*Exercise goal*
Check each line of the records below and collect those holding "BaseServlet".

*Supplied data*
PR #83, opened 2020-07-31
Add option to delete saved plans

ramyabuva:


src/main/java/com/google/collegeplanner/servlets/DeletePlanServlet.java
```diff
@@ -0,0 +1,38 @@
+// Copyright 2019 Google LLC
```
wli: just noticed - 2019 -> 2020?

src/main/java/com/google/collegeplanner/servlets/DeletePlanServlet.java
```diff
@@ -0,0 +1,38 @@
...
+import javax.servlet.http.HttpServlet;
+import javax.servlet.http.HttpServletRequest;
+import javax.servlet.http.HttpServletResponse;
+
+/** Servlet responsible for deleting plans. */
+@WebServlet("/delete-plan")
+public class DeletePlanServlet extends HttpServlet {
+  @Override
+  public void doPost(HttpServletRequest request, HttpServletResponse response) throws IOException {
+    long id = Long.parseLong(request.getParameter("id"));
```
wli: do we need to catch and respondWithError for null parameter and also if the id is missing?

src/main/webapp/js/pages/savedPlanners.js
```diff
@@ -56,6 +57,23 @@ function createCard(planName, tableData, creditsData) {
   title.setAttribute('class', 'm-0 font-weight-bold text-primary');
   title.innerText = planName;
   header.appendChild(title);
+  // Create delete button.
+  const deleteButtonElement = document.createElement('button');
+  deleteButtonElement.innerHTML =
+      '<i class="fas fa-trash-alt" id="modeicon"></i>';
+  deleteButtonElement.setAttribute(
+      'class', 'rounded-circle border-0 btn-lg float:right');
```
wli: are you sure `float:right` is a class? Should this be a separate CSS style declaration?

src/main/webapp/js/pages/savedPlanners.js
```diff
@@ -66,6 +84,16 @@ function createCard(planName, tableData, creditsData) {
...
 }
 
+/**
+ * Tells the server to delete the plan.
+ * @param {Number} id The id of the plan to delete.
+ */
+function deletePlan(id) {
+  const params = new URLSearchParams();
+  params.append('id', id);
+  fetch('/delete-plan', {method: 'POST', body: params});
```
wli: no user feedback if the fetch fails here. you probably want to try/catch.

src/test/java/com/google/collegeplanner/DeletePlanServletTest.java
```diff
@@ -0,0 +1,97 @@
...
+    // Put 2 entities in datastore. 
+    Entity planEntity1 = new Entity("Plan");
+    datastore.put(planEntity1);
+
+    Entity planEntity2 = new Entity("Plan");
+    datastore.put(planEntity2);
+
+    // Delete an element and check that there are still 2 elements in datastore.
+    when(request.getParameter("id")).thenReturn("3");
+    servlet.doPost(request, null);
```
wli: you should check the HTTP status of the output here too. it shouldn't be a 500.

src/test/java/com/google/collegeplanner/DeletePlanServletTest.java
```diff
@@ -0,0 +1,97 @@
...
+    // Put 2 entities in datastore. 
+    Entity planEntity1 = new Entity("Plan");
+    datastore.put(planEntity1);
+
+    Entity planEntity2 = new Entity("Plan");
+    datastore.put(planEntity2);
+
+    // Delete an element and check that there is only 1 element in datastore.
+    when(request.getParameter("id")).thenReturn("1");
+    servlet.doPost(request, null);
```
wli: check HTTP status here

wli (changes requested):

src/test/java/com/google/collegeplanner/DeletePlanServletTest.java
```diff
@@ -0,0 +1,133 @@
...
+    // Delete an element and check that there are still 2 elements in datastore.
+    when(request.getParameter("id")).thenReturn(null);
+    servlet.doPost(request, response);
+
+    verify(response, times(1)).setStatus(HttpServletResponse.SC_BAD_REQUEST);
+    verify(response, never()).setStatus(not(eq(HttpServletResponse.SC_BAD_REQUEST)));
+    String expectedJson =
+        "{\"message\":\"Invalid id for datastore deletion.\",\"status\":\"error\"}";
+    JSONAssert.assertEquals(expectedJson, stringWriter.toString(), JSONCompareMode.STRICT);
+  }
```
naaoli, line 137: Maybe I missed it but will the delete button be shown when there are no plans?  Because if i's shown you'll need a test for testing out the delete button when there are no saved plans

ramyabuva: The delete buttons are only created along with the cards for each schedule

savsa (approved):

src/main/java/com/google/collegeplanner/servlets/DeletePlanServlet.java
```diff
@@ -0,0 +1,44 @@
...
+@WebServlet("/delete-plan")
+public class DeletePlanServlet extends BaseServlet {
+  @Override
+  public void doPost(HttpServletRequest request, HttpServletResponse response) throws IOException {
+    try {
+      long id = Long.parseLong(request.getParameter("id"));
+
+      Key planEntityKey = KeyFactory.createKey("Plan", id);
+      DatastoreService datastore = DatastoreServiceFactory.getDatastoreService();
+      datastore.delete(planEntityKey);
```
wli, line 40: you should output some kind of json response when it is successful

src/main/java/com/google/collegeplanner/servlets/DeletePlanServlet.java
```diff
@@ -0,0 +1,44 @@
...
+import com.google.appengine.api.datastore.KeyFactory;
+import com.google.collegeplanner.servlets.BaseServlet;
+import java.io.IOException;
+import javax.servlet.annotation.WebServlet;
+import javax.servlet.http.HttpServlet;
+import javax.servlet.http.HttpServletRequest;
+import javax.servlet.http.HttpServletResponse;
+
+/** Servlet responsible for deleting plans. */
+@WebServlet("/delete-plan")
```
wli: should this be `/api/delete-plan`?

wli (changes requested):

src/main/webapp/js/pages/savedPlanners.js
```diff
@@ -66,6 +84,22 @@ function createCard(planName, tableData, creditsData) {
...
 
+/**
+ * Tells the server to delete the plan.
+ * @param {Number} id The id of the plan to delete.
+ */
+function deletePlan(id) {
+  const params = new URLSearchParams();
+  params.append('id', id);
+  try {
+    fetch('/delete-plan', {method: 'POST', body: params});
```
wli: you'll want to check if the response is `.ok`, and put up an error if it is not.

wli (changes requested):

src/main/webapp/js/pages/savedPlanners.js
```diff
@@ -66,6 +83,31 @@ function createCard(planName, tableData, creditsData) {
...
+  const params = new URLSearchParams();
+  params.append('id', id);
+  let response;
+  try {
+    response =
+        await fetch('/api/planner/delete', {method: 'POST', body: params});
+  } catch (err) {
+    Util.createAlert(
+        'Could not delete element.', 'danger',
+        document.getElementById('plan-name'));
```
wli, line 100: I think you want to return here instead of falling through. Otherwise `response` will be undefined and you will probably hit an exception on line 102 when attempting access `undefined.ok`.

wli (changes requested):

src/main/webapp/js/pages/savedPlanners.js
ramyabuva: i totally missed that, thanks

wli (approved):
Feel free to merge.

*Solution for this exercise*
+public class DeletePlanServlet extends BaseServlet {
+import com.google.collegeplanner.servlets.BaseServlet;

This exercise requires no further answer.